Solving the carpentry problem by dynamic programming

Last week I was discussing about dynamic programming technique with a friend. We were discussing about the carpenter problem given here (http://parasol.tamu.edu/~amato/Courses/311/exam3.review.html - problem 4). The following is an attempt to solve the problem. Comments are welcome. Note: I am not approaching this problem through a mathematical recurrence relation. I am simply trying to solve this problem by plain common sense. However let me make an attempt to write the recurrence relation at the end (atleast let me see how much I remember my B.E classes :-))

At the outset the problem is a divide and conquer problem. The solution is

1. Make the first cut at a point that is near the half way mark. The cost of making this cut is the length of the wood (L)
2. Then we will have two halves with lengths L1 and L2. Apply the step 1 recursively for each of these pieces till we have made the cut at all the marked points.
   

Now to apply dynamic programming to this problem, we have to store the result of each portion calculated. The result shall be stored in the followig way

• A hash table mapping the length L and list of points (a1, a2, ... an) to cut on the wood, as the key, and the cost of making such cuts as the value.

So as we recursively calculate the cost of cutting each piece of wood of length L at points (a1, a2, .. an) store the result in memory. If some other half of the wood has the same length and cutting pattern, then the result is readily available in memory. It need not be cut again.

For example, consider a wood of length 10 metres to be cut at points a1 = 1 metre, a2 = 4 metre, a3 = 6 metre and a4 = 9 metre. Here are the steps.

• Make the first cut at a point near the half way (5 metre mark). In the above example points a2 and a3 are equidistant from centre. So lets choose a2. Now we have two woods of length 4 metre and 6 metre. After this cut the hash table will have an entry.

Value(10#1#4#6#9) = 10 ; Where 10#1#4#6#9 is the key; 10 = length of the wood, 1,4,6,9 are the points at which cut has to be made .

• Now apply the above rule for the two wooden parts we have now. Applying it on the first one, we have

Value(4#1) = 4

• Applying the rule on the second part, we have

Value(6#2#5) = 6 + value(4#3). Note that in the key 6#2#5, 6 = length of the wood, 2 = point of first cut (Point a3 (6 metres) - 4), 5 = point of second cut. This wood of length 6 has to be cut at point closer to its centre. That is the point at 2 metres. The cost of making this cut is 6. Now we have two parts from this cut. The first part doesnt need any more cuts. The second part needs to be cut at point 3 metres (5 - 2) from its begining. The cost for making this cut will be stored in the hash table as

Value(4#3) = 4

So value of (6#2#5) = 6 + 4 = 10.

Now the total cost = 10 + 4 + 10 = 24

In the example chosen above, we didnt have any cut patterns that repeated. So that the costs stored for the cut patterns in the memory were never used.

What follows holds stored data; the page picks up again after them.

PR #2742, opened 2019-07-03
DHFPROD-2716:Create a xqy custom module, add "format" input switch to gradle command

srinathgit:
Create a xqy custom module, add "format" input switch to gradle command. The xqy module is not meant to be xquery implementation of datahub lib but only serves as an example for users to write their xquery modules


bsrikan:
Custom xqy module generation is tested. XQY module itself will be validated as part of a separate task.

Now consider this example, wood of length = 10 metres, points a1 = 1 metre, a2 = 3 metres, a3 = 5 metres, a4=6 metres, a5=8 metres

In this example, once we cut the wood at a3=5 metres, we have two woods of the same cut pattern. The pattern is (5#1#3). So it is enough if we calculated the cost for one part. For the other part we can straight away take the cost from the memory.

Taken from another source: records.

PR #2743, opened 2019-07-03
DHFPROD-2534: validation of entities, default baseURI in UI

aebadirad:


marklogic-data-hub/src/test/resources/e2e-test/e2eentity.entity.json
```diff
@@ -7,7 +7,6 @@
   "definitions" : {
     "e2eentity" : {
       "required" : [ ],
-      "primaryKey": "id",
```
bsrikan: I am trying to check how this primaryKey can make the entity invalid. Will report back.

bsrikan:
I think somehow we have introduced an expectation that baseUri is a required property. Entity Services does not mandate it. If missing, entity services uses a default that is of the form "http://example.org/"

aebadirad:
Correct. We are going to begin enforcing it for data hub.

marklogic-data-hub/src/test/resources/e2e-test/e2eentity.entity.json
bsrikan: There seems to be an issue with json tests. xml tests are passing ok. I dont think there is anything wrong with the entity having primaryKey.
The error for all the failed MappingE2E tests is:
`Info: Status 500: TDE-INDEX: xdmp:eval("xdmp.documentInsert(\"/8390440750948294347.json\",trace,xdmp.def...", {trace:{trace:{jobId:"10e61e72-45ac-4545-8651-5d4f74bd5880", format:"json", traceId:"8390440750948294347", ...}}}, {database:"15450808607671818307", commit:"auto", update:"true", ...}) -- Error applying template /tde/e2eentity-0.0.1.tdex to document /8390440750948294347.json: TDE-EVALFAILED: Eval for $subject-iri='sem:iri(concat("http://www.marklogic.com/e2eentity-0.0.1/e2eentity/", fn:encode-for-uri(./id)))' returns TDE-BADVALEXPRESSION: Invalid val expression: XDMP-ARGTYPE: (err:XPTY0004) arg1 is not of type xs:string?`

aebadirad:
The error is most likely from the scope of the TDE, as it's looking at the trace documents generated, not just the final entities themselves.

The removal of the PK was because a) Pk wasn't being used for that entity by the tests and b) the pk made it so the trace documents matched.

We could (and should) look at modifying the TDE to ignore anything not in the proper entity collection.

bsrikan:
Thanks for the details Alex. I think you are right about PK not being used in the test. Will test again once the TDE fix is in place.

marklogic-data-hub/src/main/resources/ml-modules/root/data-hub/4/triggers/entity-model-validate-trigger.xqy
```diff
@@ -0,0 +1,86 @@
...
+(: Create map version so we can update $ref to external links if we have to :)
+let $entity-def-map as map:map := $entity-def
+let $entity-base-uri := $entity-def/info/baseUri
+let $entity-title := $entity-def/info/title
+let $entity-version := $entity-def/info/version
+let $validate-base-uri := try {
+    xdmp:json-validate-node($entity-def/info, xdmp:unquote('{type: "object", properties: {"baseUri":{type:"string", format:"uri"}}, required: ["baseUri"]}'), "strict")
+  } catch ($ex) {
+    if(($ex/error:code eq "XDMP-JSVALIDATEINVFORMAT" or $ex/error:code eq "XDMP-JSVALIDATEMISSING") and fn:contains($ex/error:format-string/text(), "baseUri")) then (
+      fn:error(fn:QName("error","XDMP-JSVALIDATEINVFORMAT"),fn:concat("A valid baseUri is required (ex: http://www.example.org/) for entity: ", $entity-title, "."), fn:concat("Error Message: ", $ex/error:format-string/text()))
```
rjrudin: I tested this out on a new project with a single entity model file with an invalid baseUri. When I install the app using QS, the deployment fails because of the error thrown by the entity validation trigger, though it happens late enough in the process that QS still reports back to the user that the installation succeeds. 

The entity shows up in the UI though - QS still loads the file. But the entity document isn't in staging or final (nor are any flows or steps). 

If I edit the entity, there isn't any indication that there's an error with the Base URI. If I save it, I get the error message on Base URI. 

So while this prevents a user from creating an entity with a bad Base URI, I agree with @bsrikan's comment about this being a breaking change, and it seems like it'll be difficult for a user to figure out that the breaking change occurs if they're using QS.

rjrudin: Also, I'd make this message as similar as possible to the one provided in QS for consistency purposes.

marklogic-data-hub/src/main/resources/ml-modules/root/data-hub/4/triggers/entity-model-validate-trigger.xqy
```diff
@@ -0,0 +1,86 @@
...
+        $ref-entity
+      (: Otherwise, update to be external reference URI to ensure we still have a valid entity model :)
+      else
+        $prop => map:put("$ref", $entity-uri)
+  )
+let $info-map as map:map := $entity-def-map => map:get("info")
+(: build uber model with original info :)
+let $uber-model := hent:uber-model((xdmp:to-json($entity-def-map)/object-node(), $supporting-entity-defs)) => map:with("info", $info-map)
+return (
+  es:model-validate($uber-model)
```
rjrudin: I think this is all new, right? If so, it'd be worth making unit tests to cover some of the scenarios in this code. We don't need to test that es:model-validate works, but there's other stuff going on in here.

marklogic-data-hub/src/main/resources/ml-modules/root/data-hub/4/triggers/entity-model-validate-trigger.xqy
aebadirad: The UI just doesn't handle errors.

It's not a 'breaking change' anymore than anytime a deploy fails silently in QS.

I'd imagine the UI to report failed save attempts to be its own ticket, as this doesn't modify any of that behavior.

At a certain point we have to decide on a) allowing users to insert bad entities like we do now, which causes failed tdes and models which breaks then during flow running or b) force compliance.

It's not a breaking change anymore than it used to be. We get an issue a day about invalid models silently not being deployed.

rjrudin: That's fair. I think it's worth making a note of in our release notes though - i.e. that if you have entity models without a base URI, you'll need to add one. What's the best way to ensure something is added to the release notes? Pinging @sbayatpur and @eltesoro-ml

marklogic-data-hub/src/test/resources/e2e-test/e2eentity.entity.json
aebadirad: This is due to invalid scoping of the tde's generated by ES. Ugh.

ayuwono:
> Jenkins Build failure
> https://jenkins.marklogic.com/job/5.x/job/dhf-QS-develop-rh7-Commit/2589/testReport
> 183 tests run, 18 skipped, 14 failed.

Tests are failing because of invalid base URI tests. @timur-isangulov , can you change the base URI to a valid one on these tests? It needs to be like http://example.org/something/. I think you can make a commit against this branch. @aebadirad , can you confirm that the base URI needs to be trailed by a slash ('/')

Screen Shot 2019-07-12 at 1 23 25 PM

timur-isangulov:
I added formated Base URIs to the tests.

rjrudin:
@aebadirad Is this ready for review now or still in-progress?

aebadirad:
It would be if I could get a this test to stop failing whereas it passes locally.

aebadirad:
There's a delta between nightly and released at the moment. I'll address this shortly.

marklogic-data-hub/src/main/resources/ml-modules/root/data-hub/4/triggers/entity-model-validate-trigger.xqy
```diff
@@ -0,0 +1,86 @@
...
+(: Create map version so we can update $ref to external links if we have to :)
+let $entity-def-map as map:map := $entity-def
+let $entity-base-uri := $entity-def/info/baseUri
+let $entity-title := $entity-def/info/title
+let $entity-version := $entity-def/info/version
+let $validate-base-uri := try {
+    xdmp:json-validate-node($entity-def/info, xdmp:unquote('{type: "object", properties: {"baseUri":{type:"string", format:"uri"}}, required: ["baseUri"]}'), "strict")
+  } catch ($ex) {
+    if(($ex/error:code eq "XDMP-JSVALIDATEINVFORMAT" or $ex/error:code eq "XDMP-JSVALIDATEMISSING") and fn:contains($ex/error:format-string/text(), "baseUri")) then (
+      fn:error(fn:QName("error","XDMP-JSVALIDATEINVFORMAT"),fn:concat("A valid Base URI is required (e.g. http://example.org/) for entity: ", $entity-title, "."), fn:concat("Error Message: ", $ex/error:format-string/text()))
```
rjrudin: Just confirming - I tested this out by deploying an app with an existing entity definition that doesn't conform to the new requirements, and the deployment failed (as expected) with this message:

```
* What went wrong:
Execution failed for task ':mlDeployApp'.
> Local message: failed to apply resource at documents: Internal Server Error. Server Message: A valid Base URI is required (e.g. http://example.org/) for entity: Customer. (XDMP-JSVALIDATEINVFORMAT): Error Message: XDMP-JSVALIDATEINVFORMAT: Invalid node value: Node value is not valid per format uri, found invalid at baseUri:fn:doc("/entities/Customer.entity.json")/info/text("baseUri") using schema "" . See the MarkLogic server error log for further detail.
```

I think a hard failure is good there, this will hopefully help people catch this problem quickly for existing entity definitions.

web/src/main/ui/app/components/entity-modeler/entity-editor/entity-editor.component.html
```diff
@@ -19,7 +19,8 @@
       <mdl-textfield type="text" label="Description" [(ngModel)]="entity.info.description" floating-label></mdl-textfield>
     </div>
     <div>
-      <mdl-textfield type="text" label="Base URI" [(ngModel)]="entity.info.baseUri" floating-label></mdl-textfield>
+      <mdl-textfield type="text" label="Base URI" required [(ngModel)]="entity.info.baseUri" floating-label></mdl-textfield>
+      <span *ngIf="!validBaseUri" class="alert-text">A valid Base URI is required, e.g. http://example.org/</span>
```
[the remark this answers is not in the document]
bsrikan: I tested this part with baseURI and the title field. The alert text behavior seems to be consistent ie the error message goes away only after hitting Save button. Able to click on Save after correcting the baseURI. To me Save button is enabled at all times.

bsrikan:
@aebadirad can you please rebase with develop. Merge is blocked because of that.

aebadirad:
See #2814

Now to the recurrence relation,

C(L, a1, a2, ... an) = C(L) + C(L1, a1, a2, ... aL1) + C({L-L1}, {aL1+1 - aL1}, {aL1+2 - aL1}, ... {an - aL1})

where C = Cost

• L = Length of the initial piece of wood. C(L) = L
• a1... an = Points at which the wood has to be cut
• L1 = Point nearest to L/2 where the first cut is made.
• aL1 = Point of cut at length L1
• aL1+1 = The next point after aL1 that is marked for a cut.

I will try to write a C program for the above problem and post it later. Open for comments on the way the solution is explained and if there are other better solutions for this.